(Saved entries)
╭──

Issue #2706, opened 2017-08-02
Remove usages of convert_nans_array, array_masked_to_nans and nans_array_type


lbdreyer:
`iris._lazy_data.convert_nans_array`, `iris._lazy_data.array_masked_to_nans` and `iris._lazy_data.nans_array_type` were removed in #2699 so we need to address the test fall out.

The bits that need removing are outlined in [this comment](https://github.com/SciTools/iris/pull/2699#issuecomment-319345179)

PR #2708, opened 2017-08-02
Remove usages of replace() method

### LINKED ISSUE #2705: Remove cube.replace() or data_manager.replace() from tests
As part of #2699 we removed the `replace` method on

╰──

What the task requires =>
Extract each line holding the word "opened" from the records.

Your solution =>
Issue #2706, opened 2017-08-02
PR #2708, opened 2017-08-02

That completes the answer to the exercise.